PR #4930, opened 2025-08-30
Add optimization and debugging flags to release builds

ktbarrett:
This was moved to pyproject.toml because it wasn't being applied to all runs of cibuildwheel. Also added flags for Windows builds.


ktbarrett:
Cancelled CI because we can't test this.

imphil (approved):
Let's see how far that gets us in a release build :-)

PR #4934, opened 2025-08-31
Verilator+MacOS should now pass in CI

ktbarrett:
Verilator closed verilator/verilator#5404 as there's MacOS in CI now and apparently it works. They are using MacOS 15 for their testing, but I hope we can continue to use MacOS 13 for ours by just forcing an upgrade of packages (seeing as autoconf was the true culprit).


ktbarrett:
Looks like macos-13 is being deprecated soon, so we might as well just upgrade now if 13 still doesn't work. https://github.blog/changelog/2025-07-11-upcoming-changes-to-macos-hosted-runners-macos-latest-migration-and-xcode-support-policy-updates/#macos-13-is-closing-down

About this exercise: Repeat only the lines from the one holding "Verilator+MacOS should now pass in CI" through the last line of the data.

Written answer:
Verilator+MacOS should now pass in CI

ktbarrett:
Verilator closed verilator/verilator#5404 as there's MacOS in CI now and apparently it works. They are using MacOS 15 for their testing, but I hope we can continue to use MacOS 13 for ours by just forcing an upgrade of packages (seeing as autoconf was the true culprit).


ktbarrett:
Looks like macos-13 is being deprecated soon, so we might as well just upgrade now if 13 still doesn't work. https://github.blog/changelog/2025-07-11-upcoming-changes-to-macos-hosted-runners-macos-latest-migration-and-xcode-support-policy-updates/#macos-13-is-closing-down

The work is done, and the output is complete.